The blinding maelstrom of greenish-yellow vapor which surged tempestuously up from that hole as the floods of acid descended will never leave my memory. All along Peach Valley Drive and up toward town, people still talk about the yellow day, when a barge filled with god-knows-what leaked into the Cumberland River, but I know how mistaken they are to the source. They tell, too, of the hideous roar which came at the same time, possibly the hull of the barge tearing open on some long-forgotten building drown by the TVA—but again I could correct them if I dared.
I don’t see how I lived through it. Certainly none of the sensitive equipment we had carried into the basement with us did. All was ruined and the information on it unsalvageable. I passed out after emptying the fourth container, which I had to handle after the fumes had begun to penetrate my mask.
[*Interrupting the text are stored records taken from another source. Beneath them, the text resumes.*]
PR #16808, opened 2022-11-25
libptytty: set cxx_standard 11, fixes build on old systems

barracuda156:
#### Description

The port fails to build with `gcc-4.2`, and sure enough, source code explicitly requires C++ 11.

###### Type(s)

- [x] bugfix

But when I recovered, I saw that the bodies were all gone and the hole was emitting no fresh vapors.
The two remaining containers I emptied down without particular result, and after a time, I felt it safe to shovel the earth back into the pit. It was twilight before I was done, but the fear had gone out of the place. The dampness was less noticeable and all the strange fungi had withered to a grayish powder which blew ash-like all along the floor. Hell had received at last the demon soul of an unhallowed thing. As I patted down the last spadeful of dirt, I shed the first of many tears with which I have paid tribute to my beloved uncle.
The next spring, the daffodils bloomed at Allendale and shortly afterward the Fitzgeralds rented the place. The barren old catalpa tree in the yard was white with flowers, and last year the birds nested in its gnarled boughs.
I still have wolfish-dreams, dreams that I am being pursued by a thing, something like a cross between a bear and a wild hog and a wolf and a mountain lion. But my father assures me that this is another family matter, a separate problem unique to the Allens, long left in the past, nothing to worry about. And, as long as I don’t dream in French or wake to small scratches or bite marks, I shall continue to believe him.